Ghent Altarpiece: latest phase of restoration unmasks 16th century overpainting - mdlincoln
https://www.theartnewspaper.com/news/facelift-for-the-mystic-lamb
======
kashyapc
[Funny, in a nice way, to see Ghent, the city I live mentioned here.]

Speaking of the Altar Piece by Van Eyck, soon (01-Feb to 30-Apr 2020) there's
going to be "the largest Van Eyck exhibition ever"[1]:

 _In 2020, the Museum of Fine Arts (MSK) Ghent is organizing the largest Jan
van Eyck exhibition ever. Only about twenty works of this Flemish master have
been preserved worldwide.
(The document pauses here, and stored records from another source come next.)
PR #14968, opened 2025-06-26
Stop using `native_path_to_unix`

kenodegard:
### Description

Replace deprecated `conda.activate.native_path_to_unix` with `conda.common.path.win_path_to_unix`.

Update tests to mirror codebase.

Extracted from https://github.com/conda/conda/pull/12771

### Checklist - did you ...


tests/common/_os/test_windows.py
```diff
@@ -0,0 +1,12 @@
+# Copyright (C) 2012 Anaconda, Inc
+# SPDX-License-Identifier: BSD-3-Clause
+from conda.common._os.windows import is_admin_on_windows
+from conda.common.compat import on_win
+
+
+def test_is_admin_on_windows():
+    result = is_admin_on_windows()
+    if on_win:
+        assert result is False or result is True
```
jezdez: Huh, both can be true?

kenodegard: 🤔 not sure why, I just moved this test from a different location

ifitchet: Schrödinger never really gained traction in the testing world...

conda/core/initialize.py
```diff
@@ -1403,9 +1403,9 @@ def install_conda_csh(target_path, conda_prefix):
 def _config_fish_content(conda_prefix):
     conda_exe = join(conda_prefix, BIN_DIRECTORY, "conda.exe" if on_win else "conda")
     if on_win:
-        from ..activate import native_path_to_unix
```
dholth, line 1406: Should "if on_win" go inside the path_to_unix function?

kenodegard: Good question but I think that's out of scope here

The `*_path_to_*` functions includes fallback logic when `cygpath` isn't available so these functions actually work fine on non-Windows too (do we need them to? probably not)

jezdez (approved):

jezdez:
Let's open new tickets for the suggested changes

PR #14971, opened 2025-06-26
[FIX] Add unknown Arch when `platform.machine() == 'unknown'`

### LINKED ISSUE #14969: [BUG] `conda.models.enums.Arch.from_sys` is broken when `platform.machine() == "AMD64"`
### Checklist

### What happened?

Calling `conda.models.enums.Arch.from_sys()` on Windows fails. `from_sys()` calls `platform.machine()`, which returns `"AMD64"`; this key is then used to index the `Arch` class; since `AMD64` isn't a valid member, a `KeyError` is thrown: https://github.com/conda/conda/blob/6b926e7d08efcb1dc9d7d78b64f67a2eeeda420c/conda/models/enums.py#L35.

From the docs for `platform.machine()`

> Returns the machine type, e.g. 'AMD64'. An empty string is returned if the value cannot be determined.

So I think we should also add a way to handle unknown platforms as well.

### Conda Info

```shell
active environment : None
       user config file : /home/pdmurray/.condarc
 populated config files : /opt/miniforge/.condarc
                          /home/pdmurray/.condarc
          conda version : 25.3.2.dev94
         python version : 3.12.10.final.0
                 solver : libmamba (default)
       virtual packages : __archspec=1=zen2
                          __conda=25.3.2.dev94=0
                          __glibc=2.41=0
                          __linux=6.12.34=0
                          __unix=0=0
       base environment : /opt/miniforge  (read only)
      conda av data dir : /opt/miniforge/etc/conda
  conda av metadata url : None
          package cache : /opt/miniforge/pkgs
                          /home/pdmurray/.conda/pkgs
       envs directories : /home/pdmurray/.conda/envs
                          /opt/miniforge/envs
               platform : linux-64
             user-agent : conda/25.3.2.dev94 requests/2.32.3 CPython/3.12.10 Linux/6.12.34-1-lts arch/rolling glibc/2.41 solver/libmamba conda-libmamba-solver/25.3.0 libmambapy/2.1.1
                UID:GID : 1000:1000
             netrc file : None
           offline mode : False
```

### Conda Config

```shell
This is configuration-independent.
```

### Conda list

```shell

```

### Additional Context

_No response_

peytondmurray:
### Description

This PR modifies `conda.models.enums.Arch` to add a few new members, and so that `Arch.from_sys()` no longer raises an unhandled `KeyError` when `platform.machine()` isn't an `Arch` member name. Closes #14969.

In detail:

- Added an `Arch.unknown` member as a catch-all for unknown machine types. From the [python docs](https://docs.python.org/3/library/platform.html#platform.machine), `platform.machine()` can be 'unknown'.
- Added a `Arch.AMD64` member, since the python docs also say that's a possibility, and because on Windows github runners that's the return value of `platform.machine()`.

A few questions for maintainers:
- Is this considered a "significant" change? I'm happy to add a news item if so.
- I'm also happy to add tests. I've left them out for now because we're not currently testing anything else in `conda.models.enums.Arch`, and this change is trivial, but I can easily add some if that would be good.

### Checklist - did you ...


conda/models/enums.py
```diff
@@ -15,6 +15,7 @@
 class Arch(Enum):
     x86 = "x86"
     x86_64 = "x86_64"
+    AMD64 = "AMD64"
```
jaimergp: I think this should be x86_64 too, they are equivalent.

peytondmurray:
I don't _think_ the failure is related - will try updating the branch now to retrigger tests.

conda/models/enums.py
```diff
@@ -25,14 +26,18 @@ class Arch(Enum):
...
 
     @classmethod
     def from_sys(cls):
         if sys.platform == "zos":
             return cls["z"]
-        return cls[machine()]
+        try:
+            return cls(machine())
+        except ValueError:
+            return Arch.unknown
```
kenodegard, line 40: I'm not sure we want to blindly cast all unknown machine types to `Arch.unknown`, per docs:

> An empty string is returned if the value cannot be determined.

What if we only cast empty strings to `Arch.unknown`? If `platform.machine()` returns something but we haven't added it here yet I'm thinking raising an error would be more informative instead of treating it as unknown? Or maybe we should treat it as something else, e.g., `Arch.unhandled` `Arch.unmapped` `Arch.unsupported`?

peytondmurray: I sifted through the repo looking for use cases that could inform the decision to go this route, and I realized this is actually not being used anywhere. I'm fine making this fail with a helpful error message, it may encourage future users to add any platforms that we've forgotten here. I'll wait for some others to weigh in on this before making the change, but I like the idea :+1:

peytondmurray:
After a discussion with @soapy1, I'm going to close this one out. Originally I intended to use `conda.models.enums.Arch` and `conda.models.enums.Platform` to get system information for use in `conda-declarative`, but it seems like

1. `Arch` isn't used anywhere and should probably be removed anyway. It has somewhat overlapping functionality with `conda.base.constants.PLATFORMS`.
2. The preferred way of getting the current platform is to use `context.subdir` (???), which in some cases is a valid `conda.base.constants.PLATFORMS`. I'll leave sorting out the `subdir`/`PLATFORMS` relationship for another issue.

PR #14978, opened 2025-07-01
Minor environment specifier fixes

kenodegard:
### Description

Type checker was complaining about the return types so I've adjusted the if-clauses accordingly.

Switched to using `self.get_environment_specifiers()` instead of `self.get_hook_results("environment_specifiers")` since the former does plugin name normalization (lowercase).

Correct how we collect autodetect disabled plugins for error reporting.

### Checklist - did you ...

### DIFF
--- a/conda/exceptions.py
+++ b/conda/exceptions.py
@@ -1314,7 +1314,7 @@ class EnvironmentSpecPluginNotDetected(SpecNotFound):
 
             """
         )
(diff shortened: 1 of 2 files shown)


soapy1 (approved):
Looks great!

ForgottenProgramme (approved):

jezdez (approved):

PR #375, opened 2022-05-24
Add key upload tests

S7evinK:
Again, the commit history should give an overview of what is added.
This also updates `maunium.net/go/mautrix` to fix an index out of range issue when generating keys.


tests/federation_upload_keys_test.go
```diff
@@ -0,0 +1,140 @@
...
+			must.MatchResponse(t, resp, match.HTTPResponse{
+				StatusCode: http.StatusOK,
+				JSON: []match.JSON{
+					match.JSONKeyMissing("one_time_keys." + client.GjsonEscape(alice.UserID)),
+				},
+			})
+		})
+
+		// sytest: Can query remote device keys using POST
+		t.Run("Can query remote device keys using POST", func(t *testing.T) {
```
kegsay, line 70: This isn't the same as the sytest, which does stuff with displaynames.

tests/csapi/upload_keys_test.go
```diff
@@ -0,0 +1,208 @@
...
+		t.Run("Can upload device keys", func(t *testing.T) {
+			reqBody := client.WithJSONBody(t, map[string]interface{}{
+				"device_keys":   deviceKeys,
+				"one_time_keys": oneTimeKeys,
+			})
+			resp := alice.MustDoFunc(t, "POST", []string{"_matrix", "client", "v3", "keys", "upload"}, reqBody)
+			must.MatchResponse(t, resp, match.HTTPResponse{
+				StatusCode: http.StatusOK,
+				JSON: []match.JSON{
+					match.JSONKeyEqual("one_time_key_counts.signed_curve25519", float64(1)),
```
kegsay, line 36: It's unclear why this should be `signed_curve25519`, and in this way the sytest is clearer. Perhaps instead loop the `oneTimeKeys` map.

tests/csapi/upload_keys_test.go
```diff
@@ -0,0 +1,208 @@
...
+				},
+			})
+		})
+
+		// sytest: Rejects invalid device keys
+		t.Run("Rejects invalid device keys", func(t *testing.T) {
```
kegsay, line 42: Please please please keep useful sytest comments when porting things over. You don't explain in this test how this request is invalid :/ 

The sytest is clearer: `# algorithms, keys and signatures are required fields, but missing`

kegsay (approved):

kegsay:
Which defaults to false - https://github.com/matrix-org/synapse/blob/116a4c8340b729ffde43be33df24d417384cb28b/synapse/config/federation.py#L48

PR #378, opened 2022-05-24
Test homeserver restarts during a partial state join

squahtx:
Tests https://github.com/matrix-org/synapse/issues/12642


internal/docker/deployer.go
```diff
@@ -212,12 +219,14 @@ func deployImage(
...
-					HostIP: "127.0.0.1",
+					HostIP:   "127.0.0.1",
+					HostPort: strconv.Itoa(port1),
 				},
 			},
 			nat.Port("8448/tcp"): []nat.PortBinding{
 				{
-					HostIP: "127.0.0.1",
+					HostIP:   "127.0.0.1",
+					HostPort: strconv.Itoa(port2),
```
squahtx, line 229: We must provide an explicit port, otherwise we'll get a different random port when the container is restarted. Which breaks everything.

tests/federation_room_join_partial_state_test.go
```diff
@@ -182,6 +182,62 @@ func TestPartialStateJoin(t *testing.T) {
...
+		// attempts to sync should block. Fire off a goroutine to try it.
+		syncResponseChan := make(chan gjson.Result)
+		defer close(syncResponseChan)
+		go func() {
+			response, _ := alice.MustSync(t, client.SyncReq{})
+			syncResponseChan <- response
+		}()
+
+		// wait for the state_ids request to arrive
+		psjResult.AwaitStateIdsRequest(t)
```
squahtx, line 216: `AwaitStateIdsRequest` cannot be used twice.

erikjohnston (approved):

tests/federation_room_join_partial_state_test.go
squahtx: I'm tempted to drop the second usage rather than try to rejig things.

internal/docker/deployer.go
```diff
@@ -391,6 +348,39 @@ func deployImage(
 	return d, nil
 }
 
+// Picks two free ports on localhost. Does not reserve them in any way.
+// The returned ports must be used before the next call to `allocateHostPorts`,
+// otherwise the same pair of ports may be returned.
```
kegsay, line 353: We cannot guarantee that as homeservers are deployed in parallel.

kegsay (changes requested):
My main problem with this lies with the usage of an explicit port. We cannot guarantee this as:
 - Tests in the same file can run in parallel via `.Parallel()`
 - Tests in different directories can run in parallel (modifiable via `go test -p N`)

We need to preserve that ability to ensure we can grow the test case library without suffering increasingly long test times, so we cannot add features which would compromise that. I've asked for a bit more information than just "which breaks everything".

internal/docker/deployer.go
```diff
@@ -417,6 +407,99 @@ func copyToContainer(docker *client.Client, containerID, path string, data []byt
...
+
+	for _, hsDep := range dep.HS {
+		err := dep.Deployer.Docker.ContainerStop(ctx, hsDep.ContainerID, &dep.Config.SpawnHSTimeout)
+		if err != nil {
+			return fmt.Errorf("failed to restart container %s: %s", hsDep.ContainerID, err)
+		}
+
+		// Remove the container from the network. If we don't do this,
+		// (re)starting the container fails with an error like
+		// "Error response from daemon: endpoint with name complement_fed_1_fed.alice.hs1_1 already exists in network complement_fed_alice".
```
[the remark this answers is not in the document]
kegsay: It doesn't seem like it's possible, so if this works then great, let's do that for now.

internal/docker/deployer.go
squahtx: `BaseURL` and `FedBaseURL` of `HomeserverDeployment` become incorrect because they include the port number. We can fix up those URLs. But any `CSAPI` client instances will continue to use the previous port number and that's not so easy to fix up.

internal/docker/deployer.go
squahtx: That's a good point, I didn't realise that we ran tests in parallel at the time.

internal/docker/deployer.go
kegsay: That seems like a reasonably easy thing to fix? There's several possible solutions:
 - Add documentation to `Restart()` which explicitly states that any clients created with this deployment need to be recreated. Or...
 - Add a callback hook to `client.CSAPI` to update the base URL and get test authors to call that callback with the updated URL. Or...
 - Remember all `client.CSAPI` instances created via `func (d *Deployment) Client(t *testing.T, hsName, userID string) *client.CSAPI` and automatically call the callback hook when the deployment is restarted to re-point port numbers.

The last option is the most preferable because:
 - All the complexity is in one place and does not need to be repeated in tests.
 - Test authors don't need to know or care that the port number changes from under them when they call `deployment.Restart()`.

In addition, I would change the function signature of restart from:
```go
func (dep *Deployment) Restart() error
```
to
```go
func (dep *Deployment) Restart(t *testing.T)
```
which will fail the test if the restart fails (returns an error).

At present, this PR cannot be accepted because it will introduce flakiness because these port numbers will race: we have to let the underlying OS decide the ports.

squahtx: I've split the PR and made the changes in #396. Let me know if I've missed anything.

PR #379, opened 2022-05-25
Test re-syncing state from other servers listed in `/send_join` reply

squahtx:
Tests https://github.com/matrix-org/synapse/pull/12812

### DIFF
--- a/internal/federation/handle.go
+++ b/internal/federation/handle.go
@@ -129,11 +129,11 @@ func SendJoinRequestsHandler(s *Server, w http.ResponseWriter, req *http.Request
 
 	authEvents := room.AuthChainForEvents(stateEvents)
 
+	// get servers in room *before* the join event
+	serversInRoom := room.ServersInRoom()
+
 	// insert the join event into the room state
 	room.AddEvent(event)
-
-	// servers in room: just us. TODO(faster_joins): this may not be correct
-	serversInRoom := []string{s.serverName}
 
 	// return state and auth chain
 	b, err := json.Marshal(gomatrixserverlib.RespSendJoin{
--- a/internal/federation/handle.go
+++ b/internal/federation/handle.go
@@ -45,6 +45,7 @@ func MakeJoinRequestsHandler(s *Server, w http.ResponseWriter, req *http.Request
 		Type:       "m.room.member",
 		StateKey:   &userID,
 		PrevEvents: []string{room.Timeline[len(room.Timeline)-1].EventID()},
+		Depth:      room.Timeline[len(room.Timeline)-1].Depth() + 1,
 	}
 	err := builder.SetContent(map[string]interface{}{"membership": gomatrixserverlib.Join})
 	if err != nil {
--- a/internal/federation/handle.go
+++ b/internal/federation/handle.go
@@ -45,7 +45,6 @@ func MakeJoinRequestsHandler(s *Server, w http.ResponseWriter, req *http.Request
 		Type:       "m.room.member",
 		StateKey:   &userID,
 		PrevEvents: []string{room.Timeline[len(room.Timeline)-1].EventID()},
-		Depth:      room.Timeline[len(room.Timeline)-1].Depth() + 1,
 	}
 	err := builder.SetContent(map[string]interface{}{"membership": gomatrixserverlib.Join})
 	if err != nil {
--- a/internal/federation/server.go
+++ b/internal/federation/server.go
@@ -119,6 +119,11 @@ func NewServer(t *testing.T, deployment *docker.Deployment, opts ...func(*Server
 	return srv
 }
 
+// Room returns the given room
+func (s *Server) Room(roomID string) *ServerRoom {
+	return s.rooms[roomID]
+}
+
 // Return the server name of this federation server. Only valid AFTER calling Listen() - doing so
 // before will produce an error.
 //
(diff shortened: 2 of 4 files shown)


internal/federation/handle.go
```diff
@@ -45,6 +45,7 @@ func MakeJoinRequestsHandler(s *Server, w http.ResponseWriter, req *http.Request
 		Type:       "m.room.member",
 		StateKey:   &userID,
 		PrevEvents: []string{room.Timeline[len(room.Timeline)-1].EventID()},
+		Depth:      room.Timeline[len(room.Timeline)-1].Depth() + 1,
```
squahtx, line 48: This is a drive-by fix and doesn't affect the outcome of the test.

internal/federation/server_room.go
```diff
@@ -97,24 +97,38 @@ func (r *ServerRoom) AuthChain() (chain []*gomatrixserverlib.Event) {
...
 	}
-	// find them in the timeline
-	for _, tev := range r.Timeline {
-		if chainMap[tev.EventID()] {
-			chain = append(chain, tev)
-		}
-	}
+
 	return
 }
```
squahtx, line 133: Without this change, the complement homeserver excludes hs1's membership event from the auth chain sent to hs2. hs2 is unhappy and tries to make `/event_auth` requests, which the complement homeserver is not set up to handle.

internal/federation/handle.go
kegsay: Please don't mix this with tests where possible. The set of reviewers for $feature are different from the set of reviewers for handling Complement internals.

internal/federation/server.go
```diff
@@ -119,6 +119,11 @@ func NewServer(t *testing.T, deployment *docker.Deployment, opts ...func(*Server
 	return srv
 }
 
+// Room returns the given room
+func (s *Server) Room(roomID string) *ServerRoom {
```
kegsay, line 123: This is not required. You call `MustJoinRoom` in the test which returns the `*ServerRoom` already.

tests/federation_room_join_partial_state_test.go
```diff
@@ -182,6 +182,104 @@ func TestPartialStateJoin(t *testing.T) {
...
+				},
+				// hs1 may send us presence when alice syncs
+				func(e gomatrixserverlib.EDU) {},
+			),
+		)
+		cancelListener := server.Listen()
+		defer cancelListener()
+
+		// join complement to the public room
+		server.MustJoinRoom(t, deployment, "hs1", roomID, server.UserID("bob"))
```
kegsay, line 217: This returns a `*ServerRoom` so you don't need to then retrieve it with the new `server.Room(roomID)` function on `:245`.

tests/federation_room_join_partial_state_test.go
```diff
@@ -182,6 +182,104 @@ func TestPartialStateJoin(t *testing.T) {
...
+
+		// the client-side requests should still be waiting
+		select {
+		case <-syncResponseChan:
+			t.Fatalf("hs2 sync completed before state resync complete")
+		default:
+		}
+
+		// reply to hs2 with a bogus /state_ids response
+		sendResponseWaiter.Finish()
```
kegsay, line 268: This could have a clearer name, e.g `sendStateIDsResponse`, as otherwise it's unclear which response you mean and need to add comments to explain it.

kegsay (approved):
Overall this is an excellent PR! Thanks!

tests/federation_room_join_partial_state_test.go
squahtx: I'll rename them to follow the naming in `partialStateJoinResult`:
```go
type partialStateJoinResult struct {
	cancelListener                   func()
	Server                           *federation.Server
	ServerRoom                       *federation.ServerRoom
	fedStateIdsRequestReceivedWaiter *Waiter
	fedStateIdsSendResponseWaiter    *Waiter
}
```

squahtx:
@kegsay Thanks for reviewing. Could you re-review the latest changes?

tests/federation_room_join_partial_state_test.go
```diff
@@ -182,6 +182,103 @@ func TestPartialStateJoin(t *testing.T) {
...
+		server := federation.NewServer(t, deployment,
+			federation.HandleKeyRequests(),
+			federation.HandlePartialStateMakeSendJoinRequests(),
+			federation.HandleEventRequests(),
+			federation.HandleTransactionRequests(
+				func(e *gomatrixserverlib.Event) {
+					t.Fatalf("Received unexpected PDU: %s", string(e.JSON()))
+				},
+				// hs1 may send us presence when alice syncs
+				func(e gomatrixserverlib.EDU) {},
```
richvdh, line 210: I think you can just write `nil` if there's nothing to do for EDUs.
```suggestion
				nil,
```

tests/federation_room_join_partial_state_test.go
```diff
@@ -182,6 +182,103 @@ func TestPartialStateJoin(t *testing.T) {
...
+			),
+		)
+		cancelListener := server.Listen()
+		defer cancelListener()
+
+		// join complement to the public room
+		room := server.MustJoinRoom(t, deployment, "hs1", roomID, server.UserID("bob"))
```
richvdh, line 217: worth noting there is also a `bob@hs1` created by the blueprint. It might be better to pick a fourth username.

richvdh (approved):
lgtm other than a few tweaks

tests/federation_room_join_partial_state_test.go
squahtx: I went for `david` instead.

richvdh (approved):
lgtm, and I need to build stuff on top of it, so I'm going to go ahead and merge it.

PR #380, opened 2022-05-27
Add sync timeline tests

S7evinK:
^ Title
Also adds the possibility to use a custom transaction ID when sending events.

### DIFF
--- a/internal/b/blueprints.go
+++ b/internal/b/blueprints.go
@@ -91,10 +91,11 @@ type ApplicationService struct {
 }
 
 type Event struct {
-	Type     string
-	Sender   string
-	StateKey *string
-	Content  map[string]interface{}
+	Type          string
+	Sender        string
+	StateKey      *string
+	Content       map[string]interface{}
+	TransactionID *string
 
 	/* The following fields are ignored in blueprints as clients are unable to set them.
 	 * They are used with federation.Server.
--- a/internal/client/client.go
+++ b/internal/client/client.go
@@ -169,6 +169,10 @@ func (c *CSAPI) SendEventSynced(t *testing.T, roomID string, e b.Event) string {
 	t.Helper()
 	c.txnID++
 	paths := []string{"_matrix", "client", "r0", "rooms", roomID, "send", e.Type, strconv.Itoa(c.txnID)}
+	if e.TransactionID != nil {
+		c.txnID--
+		paths = []string{"_matrix", "client", "r0", "rooms", roomID, "send", e.Type, *e.TransactionID}
+	}
 	if e.StateKey != nil {
 		paths = []string{"_matrix", "client", "r0", "rooms", roomID, "state", e.Type, *e.StateKey}
 	}
--- a/tests/csapi/sync_timeline_test.go
+++ b/tests/csapi/sync_timeline_test.go
@@ -1,0 +1,365 @@
+package csapi_tests
+
+import (
+	"encoding/json"
+	"fmt"
+	"net/http"
+	"net/url"
+	"reflect"
+	"testing"
+
+	"github.com/tidwall/gjson"
+
+	"github.com/matrix-org/complement/internal/b"
+	"github.com/matrix-org/complement/internal/client"
+	"github.com/matrix-org/complement/internal/match"
+	"github.com/matrix-org/complement/internal/must"
+)
+
+func TestSyncTimeline(t *testing.T) {
+	deployment := Deploy(t, b.BlueprintAlice)
+	defer deployment.Destroy(t)
+	alice := deployment.Client(t, "hs1", "@alice:hs1")
+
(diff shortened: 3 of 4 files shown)


internal/client/client.go
```diff
@@ -169,6 +169,10 @@ func (c *CSAPI) SendEventSynced(t *testing.T, roomID string, e b.Event) string {
 	t.Helper()
 	c.txnID++
 	paths := []string{"_matrix", "client", "r0", "rooms", roomID, "send", e.Type, strconv.Itoa(c.txnID)}
+	if e.TransactionID != nil {
+		c.txnID--
```
kegsay, line 173: We make no guarantees of always sending sequential txn IDs, so no need to `--` this.

internal/b/blueprints.go
```diff
@@ -91,10 +91,11 @@ type ApplicationService struct {
...
 type Event struct {
-	Type     string
-	Sender   string
-	StateKey *string
-	Content  map[string]interface{}
+	Type          string
+	Sender        string
+	StateKey      *string
+	Content       map[string]interface{}
+	TransactionID *string
```
kegsay, line 98: I dislike this being here because it falls into the same area as the fields below:

> The following fields are ignored in blueprints as clients are unable to set them.

Really we should have an embedded struct to cleanly separate `b.Event` (i.e blueprint events) and client event e.g `client.Event` - the former has very few customisable fields due to it being run via the instruction runner, but the latter has many more fields to adjust.

tests/csapi/sync_timeline_test.go
```diff
@@ -0,0 +1,365 @@
...
+						"limit": 2,
+					},
+				},
+			})
+			if err != nil {
+				t.Fatalf("unable to marshal filter: %v", err)
+			}
+
+			filterID := createFilter(t, alice, reqBody, alice.UserID)
+			roomID := alice.CreateRoom(t, struct{}{})
```
kegsay, line 53: Never do this as Synapse and Dendrite have different defaults when there is no preset. Always say if you want this to be public/private.

tests/csapi/sync_timeline_test.go
```diff
@@ -0,0 +1,365 @@
...
+			if !timeline.Get("events").Exists() || !timeline.Get("limited").Exists() || !timeline.Get("prev_batch").Exists() {
+				t.Fatalf("missing required field in timeline")
+			}
+			events := timeline.Get("events").Array()
+			wantEventCount := 2
+			assertEqual(t, len(events), wantEventCount)
+			assertEqual(t, events[0].Get("event_id").Str, eventIDs[0])
+			assertEqual(t, events[0].Get("content.body").Str, "Test message 0")
+			assertEqual(t, events[1].Get("event_id").Str, eventIDs[1])
+			assertEqual(t, events[1].Get("content.body").Str, "Test message 1")
```
kegsay, line 70: Alternatively just use `must.EqualStr(t, a, b)` https://github.com/matrix-org/complement/blob/main/internal/must/must.go#L136

tests/csapi/sync_timeline_test.go
```diff
@@ -0,0 +1,365 @@
...
+				t.Fatalf("unable to marshal filter: %v", err)
+			}
+
+			filterID := createFilter(t, alice, reqBody, alice.UserID)
+			roomID := alice.CreateRoom(t, struct{}{})
+			eventIDs := sendMessages(t, alice, roomID, "m.room.message", "Test message ", 2)
+			res, _ := alice.MustSync(t, client.SyncReq{Filter: filterID})
+			room := res.Get("rooms.join." + client.GjsonEscape(roomID))
+			if !room.Get("timeline").Exists() || !room.Get("state").Exists() || !room.Get("ephemeral").Exists() {
+				t.Fatalf("missing required field in response")
```
kegsay, line 58: Why aren't you using JSON matchers?
```go
roomKey := "rooms.join." + client.GjsonEscape(roomID)
must.MatchResponse(t, res match.HTTPResponse{
    JSON: []match.JSON{
        match.JSONKeyPresent(roomKey + ".timeline"),
        match.JSONKeyPresent(roomKey + ".state"),
        match.JSONKeyPresent(roomKey + ".ephemeral"),
    }
})
```
You get much better and clearer error messages than just a vague "missing required field in response" which doesn't even say which field...

kegsay (changes requested):
I think you forgot the `must` and `match` packages exist.

tests/csapi/sync_timeline_test.go
S7evinK: `MustSync` returns a `gjson.Result` not `*http.Response` which is what `must.MatchResponse` expects. Otherwise I'd have used that. :)

kegsay:
Marked as stale; this PR will be closed in 7 days if there isn't any further progress. Please re-open when you get time.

At least half of them travel to our museum. They are
brought together with work from Van Eyck’s studio and copies of paintings that
have since disappeared. But also with more than 100 masterpieces from the late
Middle Ages. No less than 13 museum rooms are being redesigned for this._

[1] [https://vaneyck2020.be/en/](https://vaneyck2020.be/en/)

------
ym705
If you're visiting Ghent I just did again yesterday and made a list of my
favorite places: [https://dokomaps.com/map/381/the-medieval-city-of-ghent-
belg...](https://dokomaps.com/map/381/the-medieval-city-of-ghent-belgium)

------
RenRav
It seems kind of disappointing to remove these additions. It's interesting by
itself what all was added and thinking for what reason. At least the previous
versions will always exist online for anyone curious, and it is neat to make
comparisons before/after restoration.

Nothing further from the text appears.